Nem toda crise isolada significa epilepsia. “Uma crise única, associada a uma causa bem definida, como hipoglicemia ou alterações metabólicas, não caracteriza epilepsia. A condição é definida pela ocorrência de mais de uma crise, com intervalo mínimo de 24 horas, sem um fator desencadeante evidente”, esclarece Ridolfi. Estima-se que cerca de 10% da população terá ao menos uma crise epiléptica ao longo da vida, mas apenas cerca de 1% convive com epilepsia de forma recorrente.
Uso correto da medicação é essencial
O acompanhamento médico e o uso correto da medicação são fundamentais para o controle da doença.
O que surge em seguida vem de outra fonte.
PR #422, opened 2015-05-20
MD5 hash wasn't being checked.

jonlipsky:
It should have been checking for the MD5 hash as a fallback as opposed to checking for the SHA1 hash twice.


borrrden:
Oh dear!  I'll get this in quickly.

Interromper ou esquecer o tratamento aumenta o risco de novas crises, quedas, acidentes e internações. Com tratamento adequado, a maioria das pessoas pode levar uma vida ativa, com retorno às atividades habituais e poucas restrições.
Saber como agir diante de uma crise também faz diferença. A orientação é manter a calma, deitar a pessoa em local seguro, virá-la de lado para evitar engasgos e marcar o tempo da crise, que geralmente dura entre três e cinco minutos. Não se deve colocar objetos ou as mãos na boca do paciente, nem tentar conter os movimentos.
Para Raphael Ridolfi, combater o estigma é tão importante quanto tratar a doença. “A epilepsia não é crise espiritual, nem sinal de loucura. É uma condição neurológica que pode e deve ser diagnosticada e tratada. Informação e respeito são essenciais para garantir qualidade de vida e inclusão social aos pacientes.”